| DATASET ENTRIES |
==========

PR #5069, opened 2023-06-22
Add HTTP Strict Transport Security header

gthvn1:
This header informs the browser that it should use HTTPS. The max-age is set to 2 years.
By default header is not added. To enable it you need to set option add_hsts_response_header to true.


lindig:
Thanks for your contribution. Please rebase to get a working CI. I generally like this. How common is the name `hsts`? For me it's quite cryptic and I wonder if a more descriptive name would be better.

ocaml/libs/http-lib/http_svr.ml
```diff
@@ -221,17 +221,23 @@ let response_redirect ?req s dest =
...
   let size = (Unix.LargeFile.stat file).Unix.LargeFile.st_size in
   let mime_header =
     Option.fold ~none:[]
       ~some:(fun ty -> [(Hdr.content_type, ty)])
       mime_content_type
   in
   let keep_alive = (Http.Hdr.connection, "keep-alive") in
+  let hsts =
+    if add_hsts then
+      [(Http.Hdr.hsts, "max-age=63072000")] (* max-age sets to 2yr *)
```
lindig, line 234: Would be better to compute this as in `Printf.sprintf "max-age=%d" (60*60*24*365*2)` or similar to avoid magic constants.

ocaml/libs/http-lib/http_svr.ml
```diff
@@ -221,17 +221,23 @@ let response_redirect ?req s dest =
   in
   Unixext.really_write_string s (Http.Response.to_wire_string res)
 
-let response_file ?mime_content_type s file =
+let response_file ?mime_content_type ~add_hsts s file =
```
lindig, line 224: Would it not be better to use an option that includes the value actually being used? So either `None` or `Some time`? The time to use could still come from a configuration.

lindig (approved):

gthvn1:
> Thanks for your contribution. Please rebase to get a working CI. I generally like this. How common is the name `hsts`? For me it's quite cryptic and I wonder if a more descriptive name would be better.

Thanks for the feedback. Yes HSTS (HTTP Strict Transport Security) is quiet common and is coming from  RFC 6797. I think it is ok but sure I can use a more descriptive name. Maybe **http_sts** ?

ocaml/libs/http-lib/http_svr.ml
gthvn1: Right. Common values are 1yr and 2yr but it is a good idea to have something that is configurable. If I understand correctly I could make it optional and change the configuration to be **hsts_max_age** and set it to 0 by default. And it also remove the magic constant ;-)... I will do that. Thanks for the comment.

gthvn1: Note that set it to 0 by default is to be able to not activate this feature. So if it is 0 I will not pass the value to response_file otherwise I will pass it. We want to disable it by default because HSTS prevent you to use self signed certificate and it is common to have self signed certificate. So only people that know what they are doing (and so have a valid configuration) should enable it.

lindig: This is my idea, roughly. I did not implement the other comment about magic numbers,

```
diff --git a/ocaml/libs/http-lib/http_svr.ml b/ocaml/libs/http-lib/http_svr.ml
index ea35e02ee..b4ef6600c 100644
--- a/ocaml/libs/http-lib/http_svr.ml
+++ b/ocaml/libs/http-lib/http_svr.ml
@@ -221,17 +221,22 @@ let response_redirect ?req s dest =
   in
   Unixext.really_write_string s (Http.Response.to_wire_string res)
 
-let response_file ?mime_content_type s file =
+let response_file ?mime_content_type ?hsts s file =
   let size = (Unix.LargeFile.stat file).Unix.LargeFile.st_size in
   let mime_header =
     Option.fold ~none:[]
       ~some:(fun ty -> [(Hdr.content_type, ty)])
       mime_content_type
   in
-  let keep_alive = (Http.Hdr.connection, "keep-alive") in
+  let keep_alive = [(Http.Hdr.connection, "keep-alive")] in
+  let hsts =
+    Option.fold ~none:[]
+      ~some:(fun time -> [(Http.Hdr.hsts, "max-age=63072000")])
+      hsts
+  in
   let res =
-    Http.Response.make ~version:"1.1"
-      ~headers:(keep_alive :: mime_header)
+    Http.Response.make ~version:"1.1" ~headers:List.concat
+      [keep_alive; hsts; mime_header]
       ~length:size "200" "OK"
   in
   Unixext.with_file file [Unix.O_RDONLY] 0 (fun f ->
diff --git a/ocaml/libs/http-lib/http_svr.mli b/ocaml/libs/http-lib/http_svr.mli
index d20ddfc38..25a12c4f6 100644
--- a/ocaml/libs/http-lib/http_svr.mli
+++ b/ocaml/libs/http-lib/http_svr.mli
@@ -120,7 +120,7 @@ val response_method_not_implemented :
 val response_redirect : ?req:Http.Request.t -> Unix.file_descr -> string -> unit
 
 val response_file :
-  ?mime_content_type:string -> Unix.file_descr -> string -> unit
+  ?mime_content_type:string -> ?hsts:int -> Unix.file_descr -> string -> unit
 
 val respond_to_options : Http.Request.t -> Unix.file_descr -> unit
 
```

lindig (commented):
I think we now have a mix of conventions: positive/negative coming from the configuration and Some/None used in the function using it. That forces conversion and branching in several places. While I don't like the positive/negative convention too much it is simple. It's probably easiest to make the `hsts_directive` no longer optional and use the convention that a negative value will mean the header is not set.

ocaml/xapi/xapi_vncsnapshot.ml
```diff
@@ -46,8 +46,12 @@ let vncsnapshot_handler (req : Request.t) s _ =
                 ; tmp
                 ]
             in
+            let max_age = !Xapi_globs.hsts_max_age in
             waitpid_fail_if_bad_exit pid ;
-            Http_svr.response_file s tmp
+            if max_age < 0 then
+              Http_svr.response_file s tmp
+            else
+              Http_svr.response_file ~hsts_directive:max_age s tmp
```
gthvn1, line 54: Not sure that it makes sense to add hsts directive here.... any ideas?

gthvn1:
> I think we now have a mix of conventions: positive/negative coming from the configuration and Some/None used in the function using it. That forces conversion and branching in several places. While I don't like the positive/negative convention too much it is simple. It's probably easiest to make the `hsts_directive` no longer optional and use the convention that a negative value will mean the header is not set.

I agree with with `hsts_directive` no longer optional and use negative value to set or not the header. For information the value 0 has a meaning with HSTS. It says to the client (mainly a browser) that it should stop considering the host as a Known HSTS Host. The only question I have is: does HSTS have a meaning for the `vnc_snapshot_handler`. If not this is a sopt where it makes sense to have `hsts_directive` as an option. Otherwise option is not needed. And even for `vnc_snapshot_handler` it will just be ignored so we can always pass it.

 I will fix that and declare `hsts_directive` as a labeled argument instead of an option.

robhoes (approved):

==========

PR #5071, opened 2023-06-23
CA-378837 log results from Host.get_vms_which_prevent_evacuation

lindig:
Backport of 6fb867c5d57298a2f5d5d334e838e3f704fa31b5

==========

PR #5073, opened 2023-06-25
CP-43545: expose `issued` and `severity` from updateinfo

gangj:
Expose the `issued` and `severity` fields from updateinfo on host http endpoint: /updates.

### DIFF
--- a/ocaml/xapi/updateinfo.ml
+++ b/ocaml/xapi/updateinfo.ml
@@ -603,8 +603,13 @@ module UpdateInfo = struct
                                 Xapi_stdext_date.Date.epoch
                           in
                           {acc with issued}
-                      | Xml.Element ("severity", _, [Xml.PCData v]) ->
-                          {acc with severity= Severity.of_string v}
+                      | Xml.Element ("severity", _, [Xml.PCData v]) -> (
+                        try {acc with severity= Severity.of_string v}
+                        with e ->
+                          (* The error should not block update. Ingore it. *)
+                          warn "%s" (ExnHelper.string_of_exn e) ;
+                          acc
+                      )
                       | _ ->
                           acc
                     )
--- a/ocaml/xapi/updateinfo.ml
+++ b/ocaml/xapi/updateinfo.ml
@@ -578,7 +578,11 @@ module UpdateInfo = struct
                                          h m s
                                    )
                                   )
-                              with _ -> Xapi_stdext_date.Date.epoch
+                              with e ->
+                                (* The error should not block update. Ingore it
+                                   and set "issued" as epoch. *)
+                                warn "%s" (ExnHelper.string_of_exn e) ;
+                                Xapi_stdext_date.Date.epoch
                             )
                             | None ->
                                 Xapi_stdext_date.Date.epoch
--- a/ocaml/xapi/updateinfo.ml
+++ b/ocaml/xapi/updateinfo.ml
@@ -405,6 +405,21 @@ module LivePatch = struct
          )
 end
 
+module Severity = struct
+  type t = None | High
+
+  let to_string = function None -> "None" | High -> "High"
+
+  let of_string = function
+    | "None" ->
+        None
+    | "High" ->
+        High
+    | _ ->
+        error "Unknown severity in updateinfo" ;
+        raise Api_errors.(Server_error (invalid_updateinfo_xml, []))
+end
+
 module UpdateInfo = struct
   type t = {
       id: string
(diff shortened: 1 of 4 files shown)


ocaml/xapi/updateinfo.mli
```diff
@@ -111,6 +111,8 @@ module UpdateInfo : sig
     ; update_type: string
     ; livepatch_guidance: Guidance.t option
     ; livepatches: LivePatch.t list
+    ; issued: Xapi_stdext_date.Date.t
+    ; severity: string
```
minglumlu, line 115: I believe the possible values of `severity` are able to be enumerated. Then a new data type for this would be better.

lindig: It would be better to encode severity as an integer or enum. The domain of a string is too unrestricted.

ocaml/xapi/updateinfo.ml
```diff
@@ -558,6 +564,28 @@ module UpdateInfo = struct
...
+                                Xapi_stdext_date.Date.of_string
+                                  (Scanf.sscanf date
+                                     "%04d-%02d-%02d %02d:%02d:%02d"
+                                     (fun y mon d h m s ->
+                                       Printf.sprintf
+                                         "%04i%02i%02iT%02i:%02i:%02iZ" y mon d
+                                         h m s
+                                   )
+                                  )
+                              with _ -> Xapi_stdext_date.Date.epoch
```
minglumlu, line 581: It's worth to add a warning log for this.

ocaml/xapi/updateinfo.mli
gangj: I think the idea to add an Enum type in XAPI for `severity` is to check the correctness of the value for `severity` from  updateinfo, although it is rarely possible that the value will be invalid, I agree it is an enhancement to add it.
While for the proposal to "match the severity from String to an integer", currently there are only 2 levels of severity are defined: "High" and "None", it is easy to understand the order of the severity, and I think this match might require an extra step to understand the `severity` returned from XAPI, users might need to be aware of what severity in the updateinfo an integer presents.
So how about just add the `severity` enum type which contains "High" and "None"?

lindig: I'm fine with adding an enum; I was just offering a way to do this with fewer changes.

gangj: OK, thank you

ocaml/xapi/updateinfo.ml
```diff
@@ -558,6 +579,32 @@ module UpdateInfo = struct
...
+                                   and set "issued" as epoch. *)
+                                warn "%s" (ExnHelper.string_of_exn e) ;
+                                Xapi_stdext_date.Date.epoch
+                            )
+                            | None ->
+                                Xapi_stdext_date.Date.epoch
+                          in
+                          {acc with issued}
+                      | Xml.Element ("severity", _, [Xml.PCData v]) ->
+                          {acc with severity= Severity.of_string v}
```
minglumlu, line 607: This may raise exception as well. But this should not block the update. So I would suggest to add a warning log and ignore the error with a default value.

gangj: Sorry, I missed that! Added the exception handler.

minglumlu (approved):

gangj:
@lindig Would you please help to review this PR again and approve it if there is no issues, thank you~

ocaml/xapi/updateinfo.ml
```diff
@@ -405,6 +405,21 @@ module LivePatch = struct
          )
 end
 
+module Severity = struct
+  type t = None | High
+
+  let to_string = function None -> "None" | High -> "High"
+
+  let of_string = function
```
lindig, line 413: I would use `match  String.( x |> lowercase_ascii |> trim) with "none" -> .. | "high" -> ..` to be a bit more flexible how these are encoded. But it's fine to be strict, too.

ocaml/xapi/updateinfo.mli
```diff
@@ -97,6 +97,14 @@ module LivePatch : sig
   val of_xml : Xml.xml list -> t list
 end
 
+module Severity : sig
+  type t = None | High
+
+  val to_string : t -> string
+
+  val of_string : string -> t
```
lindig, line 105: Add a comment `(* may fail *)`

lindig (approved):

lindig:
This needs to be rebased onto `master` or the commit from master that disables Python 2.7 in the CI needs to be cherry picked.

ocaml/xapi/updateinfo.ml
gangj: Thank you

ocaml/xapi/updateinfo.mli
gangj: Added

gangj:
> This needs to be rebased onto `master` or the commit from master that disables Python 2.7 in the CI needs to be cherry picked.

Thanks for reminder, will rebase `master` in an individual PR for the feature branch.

==========

| WORK TO COMPLETE |
Give every line of the material that includes the string "agree".

| ANSWER SPACE |
I agree with with `hsts_directive` no longer optional and use negative value to set or not the header. For information the value 0 has a meaning with HSTS. It says to the client (mainly a browser) that it should stop considering the host as a Known HSTS Host. The only question I have is: does HSTS have a meaning for the `vnc_snapshot_handler`. If not this is a sopt where it makes sense to have `hsts_directive` as an option. Otherwise option is not needed. And even for `vnc_snapshot_handler` it will just be ignored so we can always pass it.
gangj: I think the idea to add an Enum type in XAPI for `severity` is to check the correctness of the value for `severity` from  updateinfo, although it is rarely possible that the value will be invalid, I agree it is an enhancement to add it.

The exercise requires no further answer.